───── Entries shown ─────
PR #690, opened 2026-07-11
Gate sandbox audit behind enterprise licensing

laotoutou:
## Summary

- add the signed `sandbox_audit` entitlement and explicit `spec.sandboxObservability.audit.enabled` opt-in
- require and mount the enterprise license only for cluster-gateway when centralized audit is enabled
- gate both the public events query/watch API and internal events ingest API while leaving logs, runtime metrics, and the metric catalog available without the audit entitlement
- inject netd's centralized audit ingest URL only when licensed audit is configured
- update OpenAPI, generated CRDs/deepcopy code, the license signer help, and self-hosted/sandbox documentation

## Behavior and compatibility

Centralized network audit was previously enabled implicitly with the sandbox observability backend. It is now disabled unless `spec.sandboxObservability.audit.enabled` is explicitly `true`, and cluster-gateway requires a license containing `sandbox_audit` before it starts with that configuration.

Disabling audit stops new netd projection and returns `403 feature_not_licensed` from the events API. Historical logs and runtime metrics remain available, and existing ClickHouse event rows are retained until their configured TTL expires.

The centralized ClickHouse audit path remains a best-effort historical projection rather than a compliance-grade immutable ledger. Follow-up reliability work is tracked in #689.

## Tests

- `make proto manifests apispec`
- `go mod tidy` with no module diff
- `helm lint infra-operator/chart`
- `GOFLAGS=-buildvcs=false golangci-lint run ./...`
- CI-equivalent `go test -buildvcs=false -race -count=1` for all packages except `tests/e2e` and `tests/integration`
─────
Activity: Quote the data above verbatim from its first line to the line that includes "- require and", with both boundary lines retained.

Response area:
PR #690, opened 2026-07-11
Gate sandbox audit behind enterprise licensing

laotoutou:
## Summary

- add the signed `sandbox_audit` entitlement and explicit `spec.sandboxObservability.audit.enabled` opt-in
- require and mount the enterprise license only for cluster-gateway when centralized audit is enabled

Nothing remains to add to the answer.